Perhaps most relevant to recovery, supplemental oxygen can mask a developing problem. If your oxygen levels look normal on the monitor because you’re getting extra oxygen, it becomes harder to detect early signs that your breathing is deteriorating. This is why the goal is to get you breathing room air as soon as it’s safe.
What “Being Weaned Off” Looks Like
Oxygen weaning isn’t usually dramatic. For most patients, the process is straightforward: the nurse gradually turns down the flow rate on your nasal cannula and watches your oxygen saturation. If it holds steady above 92%, the oxygen is removed entirely. You’ll continue to be monitored for a period afterward to make sure your levels stay stable.
For patients who needed a ventilator, the process is more involved. The machine gradually does less of the breathing work while your lungs take over. After the breathing tube comes out, you’ll still get supplemental oxygen through a mask or nasal cannula for hours to days. Each step down in support is guided by how well your oxygen levels and breathing effort respond.
Going Home on Oxygen
A small percentage of surgical patients are discharged with a portable oxygen setup.
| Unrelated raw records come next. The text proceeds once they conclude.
PR #108, opened 2016-03-18
Add json configuration file format.

boaks:
Add json format for configuration file and parameter for that filename.

If filename ends with ".json" son format is used to store the configurations.
So, the content could be edited to adjust the values to your need not
limited to the possiblities of the web gui. There for special "local setup"
are possible.

### DIFF
--- a/leshan-bsserver-demo/src/main/java/org/eclipse/leshan/server/bootstrap/demo/BootstrapStoreImpl.java
+++ b/leshan-bsserver-demo/src/main/java/org/eclipse/leshan/server/bootstrap/demo/BootstrapStoreImpl.java
@@ -12,14 +12,18 @@
  * 
  * Contributors:
  *     Sierra Wireless - initial API and implementation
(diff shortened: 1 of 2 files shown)


jvermillard:
nice idea
I think we can just replace the old format with json serialization.
Also I'm not fan of gson high level API and would like to migrate everything to [minimal-json](https://github.com/ralfstx/minimal-json/)

boaks:
Also I'm not fan of gson high level API and would like to migrate everything to minimal-json

I agree, that this may be not a "long term" stable solution :-), but it helps to quickly enable other to adjust the web gui created configuration according their needs.
Therefore my idea was just to add it as alternative and leave the "long term" stuff to someone else.

sbernard31:
I remove the old serialization and fix the environment variable name. 
_"All options could be passed using environment variables.(using long option name in uppercase)"_

For minimal-json we will do that later.
This is integrated in master (commit 8279220bd03c99fc39e275c3b8f4b1d97aaad0e8)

This is most common after lung surgery, in patients with pre-existing lung disease, or after major cardiac procedures where recovery is still ongoing. If your oxygen levels can’t stay above 88 to 90% on room air by the time you’re otherwise ready to leave the hospital, you’ll be sent home with an oxygen concentrator or portable tanks along with instructions on when and how to use them.
Home oxygen after surgery is almost always temporary. Your surgical team will schedule follow-up visits to recheck your levels, and the oxygen is discontinued once your saturation consistently stays in the safe range on its own. For most people, this takes a few weeks. Patients with severe pre-existing lung disease may find that surgery tips them into needing long-term oxygen, but this is the exception rather than the rule.